Bebe Rexha is a UK size 12 (a US size 8), which by all accounts and purposes puts her in the venerated category of body shapes (you know, lithe, proportionally curvaceous - the Love Island effect) but apparently fashion designers still think she's too fat to dress for the Grammys. Yep... we're at a similar level of wtf over here.
Before we get to the many, many things we have to say about designers referring to a size 12 as 'too big', the basics of this story are this: in a video posted to her Instagram yesterday afternoon Rexha begins by explaining 'So I finally get nominated at the Grammys and it's the coolest thing ever.' and goes on to say that as celebrities are usually made custom dresses to walk the red carpet in, her team contacted a lot of designers to see who would be interested in dressing her. But a lot of them didn't want to dress Rexha because she was larger than their sample sizes 'literally I'm too big.' she fumes. ''If a size 6/8 is too big I don’t know what to tell you, I don’t want to wear your fucking dresses, because that’s crazy.' we hear you Bebe.
Rexha isn't the first celebrity to call out designers for their red-carpet dressing politics, but she is the first perhaps to be so shockingly not anywhere near larger than what a sample size should be. A fashion sample size is anything from a 4-8 with the UK national average dress size being well above this margin at a 16. That means that theoretically the majority of us would never be able to fit into a sample size, but one of the most underhanded ways designers tacitly prevent their designs being modelled by different body shapes is by enforcing it when dressing celebrities for awards.
A range of high profile influencers and celebrities have been whistleblowing this recently. Following the Golden Globes, body positivity influencer and model Tess Holliday, who pioneered the effyourbeautystandardsmovement, wrote about her own experience of trying to find a size 22/23 dress to wear to the Golden Globes. In the Instagram post, Holliday explains how her stylist trawled shops for two days trying to find an evening gown that would cater to Tess’s size. There were hardly any high-end options either and she eventually opting for a $200 sequined dress by 14+ brand Eloquii which landed her on the best-dressed list.
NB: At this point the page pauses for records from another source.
PR #2536, opened 2026-03-04
grpc: implement Handle for servers and remove old Service abstraction

dfawley:
Note: This PR is based on top of #2528, so review can wait until after that is approved (or close to ready).

Also:
- Update `inmemory` example to use new abstractions.
- Remove `multiaddr` example; update `inmemory` example to handle multiple addresses instead (there was a lot of code duplication).

The `inmemory` transport implementation is doing some fishy things right now.  But "it works".  It's actually covering up bugs in the subchannel implementation that are, I believe, holding circular references between internal/external subchannels and preventing proper shutdown from occurring.  This is a pretty major issue, but it needs to be solved before the inmemory transport can be fixed.  I will start working on that problem next, before dealing with the protobuf codegen for clients.

### DIFF
--- a/grpc/src/lib.rs
+++ b/grpc/src/lib.rs
@@ -44,10 +44,10 @@ pub use status::ServerStatus;
 pub use status::Status;
 pub use status::StatusCode;
 
-pub mod attributes;
-pub mod byte_str;
-pub mod rt;
-pub mod send_future;
+mod attributes;
+mod byte_str;
+mod rt;
+mod send_future;
 
 #[cfg(test)]
 mod echo_pb {


grpc/src/client/transport/tonic/mod.rs
```diff
@@ -488,6 +415,27 @@ impl Future for ResponseFuture {
...
+
+    fn encoder(&mut self) -> Self::Encoder {
+        BytesEncoder {}
+    }
+
+    fn decoder(&mut self) -> Self::Decoder {
+        BytesDecoder {}
+    }
+}
+
```
arjan-bal: I believe this type can be removed. The `BufCodec` servers the same purpose as this now.

grpc/src/lib.rs
```diff
@@ -35,18 +35,20 @@ pub mod client;
...
-mod codec;
-mod rt;
-mod send_future;
-pub mod server;
-pub mod service;
+
+pub(crate) mod attributes;
+pub(crate) mod byte_str;
+pub(crate) mod rt;
+pub(crate) mod send_future;
```
arjan-bal: Using `pub(crate)` in the root lib.rs file is essentially the same as making the module private. In both cases, only descendants of lib.rs can access it. I removed the `pub(crate)` modifiers in a previous PR.

grpc/src/server/mod.rs
```diff
@@ -178,7 +187,7 @@ pub struct SendOptions {
 
 /// Represents the receiving side of a server stream.
 #[trait_variant::make(Send)]
-pub trait RecvStream {
+pub trait RecvStream: Send {
```
arjan-bal: This : Send seems redundant. The trait_variant::make(Send) macro should already be adding this bound. Same for `SendStream` above.

See https://docs.rs/trait-variant/latest/trait_variant/attr.make.html

grpc/src/rt/mod.rs
```diff
@@ -37,6 +39,7 @@ pub type BoxFuture<T> = Pin<Box<dyn Future<Output = T> + Send>>;
 pub type BoxedTaskHandle = Box<dyn TaskHandle>;
 pub type BoxEndpoint = Box<dyn GrpcEndpoint>;
 pub type ScopedBoxFuture<'a, T> = Pin<Box<dyn Future<Output = T> + Send + 'a>>;
+pub type SharedService = Arc<dyn DynInvoke>;
```
arjan-bal: The runtime module doesn't seem to be the right place to define this type alias. I think we should move it the module containing `DynInvoke` trait.

grpc/src/client/subchannel.rs
```diff
@@ -412,10 +388,10 @@ impl InternalSubchannel {
                 _ = runtime.sleep(min_connect_timeout) => {
                     let _ = state_machine_tx.send(SubchannelStateMachineEvent::ConnectionTimedOut);
                 }
-                result = transport.connect(address.to_string().clone(), runtime, &transport_opts) => {
+                result = transport.dyn_connect(address.to_string().clone(), runtime, &transport_opts) => {
                     match result {
                         Ok(s) => {
-                            let _ = state_machine_tx.send(SubchannelStateMachineEvent::ConnectionSucceeded(Arc::from(s.service), s.disconnection_listener));
+                            let _ = state_machine_tx.send(SubchannelStateMachineEvent::ConnectionSucceeded(Arc::from(s.0), s.1));
```
arjan-bal: nit: I prefer a struct with named fields instead of a tuple struct with `.0` and `.1` for better readability.

grpc/src/rt/mod.rs
arjan-bal: This also seems to be the same type as `SharedInvoke` in `grpc/src/client/subchannel.rs`.

grpc/src/client/stream_util.rs
```diff
@@ -179,6 +179,7 @@ mod test {
     use crate::client::interceptor::InvokeOnceExt as _;
     use crate::core::ClientResponseStreamItem;
     use crate::core::RecvMessage;
+    use crate::core::RequestHeaders;
```
arjan-bal: This seems like an unused import which can be reverted.

grpc/src/client/service_config.rs
```diff
@@ -27,8 +27,18 @@ use std::sync::Arc;
...
+pub struct ServiceConfig {
+    pub load_balancing_policy: Option<LbPolicyType>,
+}
+
+#[derive(Debug, Default, Clone, PartialEq, Eq)]
+pub enum LbPolicyType {
+    #[default]
+    PickFirst,
+    RoundRobin,
+}
```
arjan-bal, line 41: Does the presence of this enum mean that we won't support third party load balancing policies in the future?

grpc/src/client/service_config.rs
```diff
@@ -27,8 +27,18 @@ use std::sync::Arc;
 
 /// An in-memory representation of a service config, usually provided to gRPC as
 /// a JSON object.
+// TODO: this shouldn't be public; users should set with JSON instead.
 #[derive(Debug, Default, Clone)]
-pub(crate) struct ServiceConfig;
+pub struct ServiceConfig {
```
arjan-bal: Why do we need to make it `pub`? The build seems to work when it's `pub(crate)`.

grpc/src/client/channel.rs
```diff
@@ -587,10 +545,15 @@ impl LbController {
...
         controller: &mut InternalChannelController,
     ) -> Result<(), Box<dyn Error + Send + Sync>> {
-        if update.service_config.as_ref().is_ok_and(|sc| sc.is_some()) {
-            return Err("can't do service configs yet".into());
+        let mut policy_name = pick_first::POLICY_NAME;
+        if let Ok(Some(service_config)) = update.service_config.as_ref()
+            && service_config
+                .load_balancing_policy
+                .as_ref()
+                .is_some_and(|p| *p == LbPolicyType::RoundRobin)
```
arjan-bal, line 553: Depending on whether we want to allow custom LBs, I can think of two better ways:
1. Use the LbPolicyType enum as the key to the `GLOBAL_LB_REGISTRY`, or
2. Have a function that maps `LbPolicyType` to an `&'static str`

The seems to be easier to extend when we add more LBs.

grpc/src/client/service_config.rs
dfawley: I was going to use this in the example to get RR, but then I ended up just making the inmemory transport use it automatically.  I'll revert it.

grpc/src/client/channel.rs
dfawley: I was "implementing support for the `loadBalancingPolicy` field" with this:

https://github.com/grpc/grpc-proto/blob/dafe8c0aa9c80e28da7808ffade0f33638a16e3d/grpc/service_config/service_config.proto#L600

Apparently Java supports this being any string, so @nathanielford will update this later to work similarly.

But this is all here just so I can do RR in the example.

grpc/src/client/service_config.rs
dfawley: (See other comment below.)

grpc/src/client/stream_util.rs
dfawley: Oh... I didn't realize `use super::*` was pulling in super's `use`s too.

This is going to happen a _lot_, then:

1. Add some code
2. Add a test module
3. `use` stuff in the test module not in the parent
4. Add more code
5. Add more `use`s in the outer module that overlaps a `use` in the test module

I've removed the redundant `use`s here, but I kind of think we shouldn't rely on this and think it's fine or even better to have the redundant `use`.

Because otherwise, if we then continue:

6. Remove `use` in test module
7. Realize new code belongs elsewhere or can be refactored
8. Remove `use` in outer module

Then now the tests break.

grpc/src/client/subchannel.rs
dfawley: It's not defined as a tuple struct; it's a compound returned value.  I'll destructure in the match arm instead, but I agree this is too vague otherwise.

grpc/src/client/transport/tonic/mod.rs
dfawley: Correct; thanks!

grpc/src/lib.rs
dfawley: Private mods are the same as pub(crate) mods?  TIL. Changed.

grpc/src/server/mod.rs
dfawley: Neat; thanks!  I deleted all the redundant `Send` bounds.

grpc/src/rt/mod.rs
dfawley: Sorry I missed cleaning up this from some long-ago temporary state (this PR has been through a lot!).

grpc/src/lib.rs
```diff
@@ -35,18 +35,20 @@ pub mod client;
...
-mod codec;
-mod rt;
-mod send_future;
-pub mod server;
-pub mod service;
+
+pub mod attributes;
+pub mod byte_str;
+pub mod rt;
+pub mod send_future;
```
arjan-bal: These should not be `pub`, simply `mod`.

dfawley: Fixed; thanks!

'Next time' Tess vowed in her post, which was liked by over 130,000 people 'I’m showing up naked if designers don’t step it up. I’m not playing in 2019.'
Other celebrities like Ashley Graham have also spoken out about the tyranny of fashion politics in dressing celebrities for events. Graham skipped the 2016 Met Gala because she couldn't find a designer that would cater to her figure, stating in an interview with New York Magazine that 'I couldn’t get a designer to dress me.' In 2017 she did attend, dressed by H&M and peaking the best-dressed charts, which should speak volumes about the demand to see designers working with a broader and more inclusive range of bodies.
But it seems that the tokenistic efforts (like putting a size 12 model on your catwalk - radical?) from some designers simply aren't following through when it comes to actually catering to more diverse body types. When Vogue made Graham their cover star in the January 2017 edition, Alexandra Shulman made the revelation in her editor’s letter that some brands “flatly refused to lend” clothes for Ashley Graham’s shoot.
Bebe Rexha’s Instagram post pinpoints what is so ridiculous about the politics of dressing celebrities for events. Even though she is a healthy and fit size and a successful woman - the fact that she's 'too big' for designers demonstrates how damagingly restrictive these categories still are. I'm in the remit of people who watch these awards and admire the same designers who rejected a size 12 as being too large. If these are the same designers are insisting that any body above a size 8 is unfashionable, then they're already excluding the vast majority of the population from their designs. We're all in agreement with you Bebe: they can F*ck off.